In the entries that follow, find the line containing "-74,6 +74,7 @@", then output exactly every line from the first through that one.

** Opening THE RECORDS block **

PR #651, opened 2017-02-17
Add Thai translation.

popiazaza:
Thai translation for UF4 is here. Cheers!


alexweissman:
Whoa, that was so fast!  Thanks!

PR #673, opened 2017-03-21
Prevent mixed content on demo pages

splitt3r:
Load images from placehold.it with the protocoll used to access the page.


alexweissman:
Thanks, we'll merge this into the next release!

app/sprinkles/core/assets/local/core/js/uf-alerts.js
```diff
@@ -173,13 +173,13 @@
      * Push a given message to the current uf-alerts collection.
      *
      */
-    Plugin.prototype.push = function (type, message)
+    Plugin.prototype.push = function (options)
```
lcharette: Oh ok. See : https://github.com/splitt3r/UserFrosting/blob/1ce354aed07410f059f716182ec31002f9965662/app/sprinkles/core/assets/local/core/js/uf-alerts.js#L301

When using `push` to manually push an alert inside javascript (i.e. `$("#alerts-page").ufAlerts('clear').ufAlerts('push', 'danger', 'Hello World').ufAlerts('render')` ), it would fail since the above linked line would pass the arguments as an array to the `push` method. Push doesn't seems to be used anywhere else on the system, so no breaking changes.

PR #676, opened 2017-03-23
Update install.php

x00x70:
make 'Y' the default behaviour for STDIN

### DIFF
--- a/migrations/install.php
+++ b/migrations/install.php
@@ -74,6 +74,7 @@
     echo "Is this correct?  [Y/n]: ";
 
     $answer = trim(fgets(STDIN));
+    if(empty($answer)) { $answer = "Y" ; }
 
     if (!in_array(strtolower($answer), array('yes', 'y'))) {
         // OS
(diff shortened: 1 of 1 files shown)


Silic0nS0ldier:
LGTM, but it could use some way to indicate the default action.
Especially since this will invert behaviour.

x00x70:
Yeah - i thought that as 'Y' was uppercase this indicates it is the default (as per most unix programmes). see - http://askubuntu.com/a/322601

Silic0nS0ldier:
Windows background. :wink: PowerShell is much more verbose with Yes/No scenarios, and command prompt rarely has a Yes/No scenario.

Either way, good to know.

Silic0nS0ldier:
(personally though, I quite like the `([y]/n)` version, if only because its hard to miss)

x00x70:
done.

Silic0nS0ldier:
Cheers. Should make the behaviour much more apparent to the user base (and prevent me from making mistakes when I'm tired).

PR #677, opened 2017-03-24
Update AccountController.php

x00x70:
Changed default behaviour to redirect to index instead of admin (dashboard).


lcharette:
+1 on this. Some app might not have a public dashboard for regular (non-admin) users. Also, I think it's gonna be easier for dev to change the `/` route than the `admin` one (most sites won't use the default index controller anyway).

Plus, it's not a redirect that will be used often...

splitt3r:
The comment should be changed too :smile:

lcharette:
Since the solution might be a little more complicated, I opened issue #680 and I'll close this PR for now.

PR #684, opened 2017-04-05
Added scripts to build and run the docker container

dimm0:
This way of building the container worked well for me


alexweissman:
Please see #696, which breaks out each service (php, mysql, nginx) into a separate Docker container.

** Closing THE RECORDS block **

FINISHED TASK:
PR #651, opened 2017-02-17
Add Thai translation.

popiazaza:
Thai translation for UF4 is here. Cheers!


alexweissman:
Whoa, that was so fast!  Thanks!

PR #673, opened 2017-03-21
Prevent mixed content on demo pages

splitt3r:
Load images from placehold.it with the protocoll used to access the page.


alexweissman:
Thanks, we'll merge this into the next release!

app/sprinkles/core/assets/local/core/js/uf-alerts.js
```diff
@@ -173,13 +173,13 @@
      * Push a given message to the current uf-alerts collection.
      *
      */
-    Plugin.prototype.push = function (type, message)
+    Plugin.prototype.push = function (options)
```
lcharette: Oh ok. See : https://github.com/splitt3r/UserFrosting/blob/1ce354aed07410f059f716182ec31002f9965662/app/sprinkles/core/assets/local/core/js/uf-alerts.js#L301

When using `push` to manually push an alert inside javascript (i.e. `$("#alerts-page").ufAlerts('clear').ufAlerts('push', 'danger', 'Hello World').ufAlerts('render')` ), it would fail since the above linked line would pass the arguments as an array to the `push` method. Push doesn't seems to be used anywhere else on the system, so no breaking changes.

PR #676, opened 2017-03-23
Update install.php

x00x70:
make 'Y' the default behaviour for STDIN

### DIFF
--- a/migrations/install.php
+++ b/migrations/install.php
@@ -74,6 +74,7 @@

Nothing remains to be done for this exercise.